Final answer:
To maximize the annual interest earned, $23,100 should be invested in Stock Boll and the full buying limit of $12,900 in Stock Coff. This allocation will yield the highest possible annual interest of $1,671, given the conditions specified.
Step-by-step explanation:
To maximize the annual interest earned from investing $36,000 in Stock Boll and Stock Coff, we need to determine the amount to invest in each stock while adhering to the given conditions. Stock Coff has a buying limit of $12,900, and we want to invest at least four times that amount in Stock Boll.
First, let's denote the amount to invest in Stock Coff as C. According to the conditions, the maximum amount we can invest in Stock Coff is $12,900. Therefore, C must be less than or equal to $12,900.
For Stock Boll, the amount B to be invested must be at least four times the amount in Stock Coff. This gives us the inequality B ≥ 4C. Since the total investment is $36,000, we also have B + C = $36,000.

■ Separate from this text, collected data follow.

PR #1024, opened 2022-12-02
NIH updater

ryscher:
For https://github.com/CDL-Dryad/dryad-product-roadmap/issues/2007

Updates funder information by looking up grant records at NIH, parsing out the Institute or Center that led the funding, and updating the contributor record.

To test:
1. Go to the NIH Reporter tool and find a grant. https://reporter.nih.gov/
2. Create a dataset in Dryad with the funder name "National Institutes of Health" and the award number (project number) for your grant.
3. Run the tool: `rails identifiers:nih_funders_clean`
4. View the dataset and verify that the funder has been updated to the entity listed as the first "Funding IC" on the grant page.

Note that this code does not currently update records at Datacite. I'm wondering whether to include that process here, or run a broader update of Datacite.

### DIFF
--- a/lib/tasks/stash_engine_tasks.rake
+++ b/lib/tasks/stash_engine_tasks.rake
@@ -266,6 +266,8 @@ namespace :identifiers do
   task nih_funders_clean: :environment do
     # For each funder entry that is NIH
     StashEngine::Identifier.all.each do |i|
+      next if i.latest_resource.nil?
+
       i.latest_resource.contributors.each do |contrib|
         next unless contrib.contributor_name == 'National Institutes of Health'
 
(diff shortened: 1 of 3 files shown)


ahamelers (approved):
Great work Ryan, very neatly done.

lib/tasks/stash_engine_tasks.rake
```diff
@@ -261,6 +262,26 @@ namespace :identifiers do
     end
   end
 
+  desc 'Update NIH funder entry'
+  task nih_funders_clean: :environment do
+    # For each funder entry that is NIH
+    StashEngine::Identifier.all.each do |i|
+      i.latest_resource.contributors.each do |contrib|
```
sfisher, line 269: I had an error on the development database, maybe becaues fo some bad data.   When I added the line below just before this line then it fixed it.

```
next if i.latest_resource.nil?
```

sfisher (approved):
I guess maybe sometimes catching that nil is needed.  Otherwise it worked fine and mine updated.

Thanks for adding this.

lib/tasks/stash_engine_tasks.rake
ryscher: good catch -- updated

To maximize the annual interest, we should fully utilize the buying limit of Stock Coff, since it has a lower interest rate compared to Stock Boll. This means we set C = $12,900. By substitution, B = $36,000 - C = $36,000 - $12,900 = $23,100 for Stock Boll.
Now, calculate the total annual interest: Stock Boll earns 5% and Stock Coff earns 4%. Therefore, the total annual interest is:
(0.05 × $23,100) + (0.04 × $12,900) = $1,155 + $516 = $1,671.
You will earn a maximum total annual interest of $1,671 if you invest $23,100 in Stock Boll and $12,900 in Stock Coff.